Wednesday, August 7, 2019

When we become the barriers to progress

By David S. Prescott, LICSW, & Kieran McCartan, Ph.D.

At first, it all seems so easy. The large institution or agency decides they are going to get serious about professional development and quality improvement. “I’ve done some research on evidence-based practices and have concluded that we need to implement the Forensic Version of the XYZ-PSB model. It has all the qualities that we’re looking for, combining elements of all the popular models that are available, and even has some mindfulness. The fact that there are some deep breathing exercises at the start of some sessions qualifies it as a biopsychosocial approach.”

We’re kidding, of course. It often seems to us that the latest/greatest models make the largest promises until the implementation effort begins. The history of psychotherapy is certainly replete with examples of fad treatments, each one appearing to be bigger, better, faster, or just plain more. Many a well-intended agency and director (including the first author, David) have sought training in a particular method because it had worked in some other setting or been proven in a study or two, only to find out that the old adage is true: All too often what is new is not what makes a treatment approach effective. At the same time, what makes the same treatment effective is not new.

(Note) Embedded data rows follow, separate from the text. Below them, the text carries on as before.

PR #700, opened 2018-09-03
fix regression in multi-adding to dynamic group

emptyrivers:


emptyrivers:
Ah, silly me. I'll drop this then.

PR #703, opened 2018-09-03
multi-selection drag & drop + re-open last selection

mrbuds:
demo: https://i.imgur.com/LIrgzhW.gif

### DIFF
--- a/WeakAurasOptions/AceGUI-Widgets/AceGUIWidget-WeakAurasDisplayButton.lua
+++ b/WeakAurasOptions/AceGUI-Widgets/AceGUIWidget-WeakAurasDisplayButton.lua
@@ -1061,40 +1061,21 @@ local methods = {
       self:Enable();
     end
   end,
-  ["SetDragging"] = function(self, data, drop, displayButtons)
+  ["SetDragging"] = function(self, data, drop)
     if data then
       -- self
-      if self.data.id == data.id or (displayButtons and data[self.data.id] == 1) then
+      if self.data.id == data.id or self.multi then
         if drop then
+          --self.frame:Show()
           self:Drop()
-          if displayButtons then
-            for _, button in pairs(displayButtons) do
-              button.frame:SetScript("OnClick", button.callbacks.OnClickNormal)
-              button.frame:EnableKeyboard(false);
-            end
-          else
-            self.frame:SetScript("OnClick", self.callbacks.OnClickNormal)
-            self.frame:EnableKeyboard(false); -- disables self.callbacks.OnKeyDown
-          end
+          self.frame:SetScript("OnClick", self.callbacks.OnClickNormal)
+          self.frame:EnableKeyboard(false); -- disables self.callbacks.OnKeyDown
         else
           Hide_Tooltip()
-          if displayButtons then
-            for _, button in pairs(displayButtons) do
-              button.frame:SetScript("OnClick", nil)
-              button.frame:EnableKeyboard(true);
-            end
-            self.multiTemp = {
-              displayButtons = displayButtons,
-              data = data
-            }
-          else
-            self.frame:SetScript("OnClick", nil)
-            self.frame:EnableKeyboard(true); -- enables self.callbacks.OnKeyDown
-          end
+          self.frame:SetScript("OnClick", nil)
+          self.frame:EnableKeyboard(true); -- enables self.callbacks.OnKeyDown
           self:Drag()
         end
-        -- skip draged buttons after the first
-      elseif (displayButtons and data[self.data.id]) then
         -- invalid targets
       elseif not self.data.parent and not self:IsGroup()
       then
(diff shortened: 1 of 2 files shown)


emptyrivers:
I don't really like how all of the buttons lift up like that. I could see it getting a bit hairy if e.g. you select a couple dozen display buttons. I think having a dummy display that just attaches to the cursor might be better.

WeakAurasOptions/AceGUI-Widgets/AceGUIWidget-WeakAurasDisplayButton.lua
```diff
@@ -268,7 +268,8 @@ local Actions = {
           group.callbacks.UpdateExpandButton();
           group:ReloadTooltip()
         else
-          error("Calling 'Group' with invalid groupId. Reload your UI to fix the display list.")
+          WeakAuras.Add(source.data)
+          -- error("Calling 'Group' with invalid groupId. Reload your UI to fix the display list.")
```
emptyrivers: Commented code that doesn't look likely to ever be uncommented

WeakAurasOptions/AceGUI-Widgets/AceGUIWidget-WeakAurasDisplayButton.lua
```diff
@@ -748,8 +749,10 @@ local methods = {
 
     function self.callbacks.OnDragStart()
       if WeakAuras.IsImporting() or self:IsGroup() then return end;
-      WeakAuras.PickDisplay(data.id)
-      WeakAuras.SetDragging(data)
+      if not WeakAuras.tempGroup.controlledChildren then
```
emptyrivers: As far as I know, tempGroup always has controlled children.

WeakAurasOptions/WeakAurasOptions.lua
```diff
@@ -4075,8 +4075,19 @@ end
 
 function WeakAuras.SetDragging(data, drop)
   WeakAuras_DropDownMenu:Hide()
-  for id, button in pairs(displayButtons) do
-    button:SetDragging(data, drop)
+  if (frame.pickedDisplay == tempGroup and #tempGroup.controlledChildren > 0) then
+    local datas = {}
```
emptyrivers: the plural of data is still data

WeakAurasOptions/AceGUI-Widgets/AceGUIWidget-WeakAurasDisplayButton.lua
mrbuds: indeed, good catch !

mrbuds:
I though about your idea of a dummy display, and i think a way to do that would be to only show a subset of the selection and add a transparency mask on the .. mhm .. let's say 3rd item
multi-selection subset
I made this with gimp and i don't know if it is possible with the api

mrbuds:
i tried to implement the mock-up, best i could get for now is this
multi dragging

WeakAurasOptions/AceGUI-Widgets/AceGUIWidget-WeakAurasDisplayButton.lua
```diff
@@ -1056,20 +1061,40 @@ local methods = {
       self:Enable();
     end
   end,
-  ["SetDragging"] = function(self, data, drop)
+  ["SetDragging"] = function(self, data, drop, displayButtons)
```
InfusOnWoW: This is the wrong place to implement most of this code.

This is the "SetDraggin" method of a single button. And that one should not care about other buttons.

You should move most of this code to WeakAuras.SetDragging

WeakAurasOptions/AceGUI-Widgets/AceGUIWidget-WeakAurasDisplayButton.lua
```diff
@@ -1088,37 +1113,97 @@ local methods = {
...
+        if (self.dragging) then
+          self:Drop(true)
+        end
       end
     end
   end,
   ["ShowTooltip"] = function(self)
   end,
   ["Drag"] = function(self)
-    local uiscale, _, y = UIParent:GetScale(), GetCursorPosition()
```
InfusOnWoW: Same here, this is the Drag method of a button. It should not know anything about other buttons.

So the whole logic should be in SetDragging

WeakAurasOptions/WeakAurasOptions.lua
```diff
@@ -4075,8 +4076,19 @@ end
...
-  for id, button in pairs(displayButtons) do
-    button:SetDragging(data, drop)
+  if (frame.pickedDisplay == tempGroup and #tempGroup.controlledChildren > 0) then
+    local children = {}
+    for index, childId in pairs(tempGroup.controlledChildren) do
+      local data = WeakAuras.GetData(childId);
+      children[data.id] = index
+    end
+    for id, button in pairs(displayButtons) do
+      button:SetDragging(data and children, drop, displayButtons);
```
InfusOnWoW: Here for each button you drag, you call button:SetDragging, which will then iterate over all displayButtons, essentially each call to button:SetDragging doing the same work.

mrbuds: button:SetDragging iterate over all displayButtons only once `(displayButtons and data[self.data.id] == 1)`

mrbuds:
Thanks for your comments, i moved the iteration on selected buttons on WeakAuras.SetDragging, it made the code much easier.
Also, i was moving buttons out of screen because Hide() removed the drop event if i didnt select the first item from the list, this issue is now solved by using the selected button instead of the 1st from the list.

The last issue i see is with how i handle the temporary "WA" icon, if the button i'm dragging already have an icon, it will have both icon at the same time while dragging

mrbuds:
Last commit fix a regression when closing WeakAurasOptions with more than one button selected

It also implement a suggestion from @Stanzilla on discord to re-select previous button(s) when re-opening WeakAurasOptions

Stanzilla:
merged as https://github.com/WeakAuras/WeakAuras2/pull/744

PR #707, opened 2018-09-05
Refactor

emptyrivers:


InfusOnWoW:
Yeah, we should try combine a few cleanups, so that we don't do that again in 30 locals.

emptyrivers:
Total of locals in WeakAuras.lua is now down to about 130.

WeakAuras/WeakAuras.lua
```diff
@@ -2528,7 +2528,7 @@ function WeakAuras.Modernize(data)
   -- Version 6 was introduced July 30, 2018 in BFA
   -- Changes were entirely within triggers, so no code runs here
 
-  -- Version 7 was introduced %DATE% in BFA
+  -- Version 7 was introduced September 1 in BFA
```
InfusOnWoW: The exact day is not relevant, the year though is.

WeakAuras/WeakAuras.lua
```diff
@@ -1755,15 +1208,15 @@ function WeakAuras.UnloadAll()
   end
   wipe(timers);
 
-  for id in pairs(conditionChecksTimers.recheckTime) do
```
InfusOnWoW: Instead of making conditionChecksTimers and checkdConditions globally available, I'd prefer if there would be functions:

Rename/UnloadAll/Unload/Delete prefixed with Conditions (either in its own table or just in the method name).

WeakAuras/AuraEnvironment.lua
```diff
@@ -50,3 +54,138 @@ WeakAuras.helperFunctions = {
...
+  securecall = true,
+}
+
+local overrideFunctions = {
+  ActionButton_ShowOverlayGlow = WeakAuras.ShowOverlayGlow,
+  ActionButton_HideOverlayGlow = WeakAuras.HideOverlayGlow,
+}
+
+local aura_environments = {};
+WeakAuras.AuraEnvironments = aura_environments
```
InfusOnWoW: Same here. I would really prefer if that's never available via WeakAuras. People will try to do funny things with it otherwise.

WeakAuras/Profiling.lua
```diff
@@ -0,0 +1,162 @@
...
+
+local function PrintOneProfile(name, map, total)
+  if (map.count ~= 0) then
+    print(name, " ERROR: count is not zero:", map.count);
+  end
+  local percent = "";
+  if (total) then
+    percent = ", " .. string.format("%.2f", 100 * map.elapsed / total) .. "%";
+  end
+  print(name, " ", string.format("%.2f", map.elapsed), " ms", percent);
```
Stanzilla: "ms"

PR #725, opened 2018-09-08
Create an Aura Environment for group regions as well.

emptyrivers:
This is necessary because the Animated Expand & Collapse feature animates the dynamic group region itself.
This eventually calls ActivateAuraEnvironment, which tries to get the aura environment for the dynamic group.
Before the aura_env support was split off, this would fallback to an empty table, which is rather wasteful since a new extra table would be
created every frame for every dynamic group which is animating an expand or collapse.

### DIFF
--- a/WeakAuras/WeakAuras.lua
+++ b/WeakAuras/WeakAuras.lua
@@ -2583,6 +2583,7 @@ local function pAdd(data)
     error("Improper arguments to WeakAuras.Add - id not defined");
   elseif (data.controlledChildren) then
     db.displays[id] = data;
+    WeakAuras.CreateAuraEnvironment(id)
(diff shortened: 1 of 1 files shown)


InfusOnWoW:
To add some more context: This broke in 99ea1fef877ad15f1cc639cb6d7beb34f2e3d7bd, where instead of the old code  WeakAuras.ActivateAuraEnvironment:
 -- Reset the environment if we haven't completed init, i.e. if we add/update/replace a WeakAura
aura_environments[id] = {};

the new code was:
 -- Reset the environment if we haven't completed init, i.e. if we add/update/replace a WeakAura
aura_environments[id] = {};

The above example of the fictitious XYZ-PSB: FV is ironic because there is a chance that it will work if implemented with diligence, confidence, and a shared belief between therapists and clients that it will work (Wampold & Imel, 2015). In other words, the belief that something will work very often contributes to its success. This is one reason why we have science: to understand not only what works, but how and in what ways.

The rest of the picture may not be so pleasant, however. The unfortunate reality at the front lines, often not reported in research, is that there are any number of ways that good treatment can go bad under the wrong conditions. Let’s take the above director’s plan for implementing XYZ-PSB: FV. Even before implementation, what kinds of exploration of the agency’s needs and staff attitudes takes place? Are the staff excited for the opportunity or feeling beleaguered that they are having to learn yet another approach at high risk of passing into history like the others?

Other questions follow. Will the director participate in the training? The absence of key decision-makers from the process itself can have a significant effect on staff, even though it is not mentioned in any manuals. Likewise, does the agency or institution bring in an outside trainer who trains, perhaps does some consult calls, and leaves without a succession plan? Some way to keep the spirit and practice of the treatment alive? And then during the initial phases of this implementation, what other barriers occur, such as the director getting a new job, or another influential actor going out on medical leave?

Of course, the picture can become even more pernicious. Are there other challenges competing with the meaningful implementation of a high-quality approach? For example, many agencies experience severe pressure to ensure complete adherence to complicated licensing requirements or accreditation. At what point is the search for excellence – that burning desire to become more effective – compromised by the need to ensure timely documentation? Does adherence to regulations end up compromising adherence to a new model? Do we then expend so much effort pursuing fidelity to the model that we then forget to maintain fidelity to the actual client and his or her individual characteristics?

These are questions too often omitted from any manual or introductory training, but they threaten treatment integrity nonetheless. This is why collaboration between researchers, trainers and professionals is so important in the creation of evidence-based practice that is fit for purpose in the real world (see another blog by Kieran on the importance of co-creation).  One of the sadder outcomes of implementation efforts, in our view, is when professionals work treatment jargon into case notes as a signal to auditors and licensors that they were using a model when in fact they really weren’t.

We (David and Kieran, along with our collaborator Danielle Harris) have argued in our training, and in a recent paper, that we can learn a lot about improving services by listening to the voices of the service user. Yet, most treatment providers work in environments where the same service user has little or no voice in their treatment planning.

Out hope is that by raising these questions we may better inspire dialog among professionals, researchers, and trainers as to how we might better anchor our practice in the evidence. All too often the enemy to successful implementation is ourselves.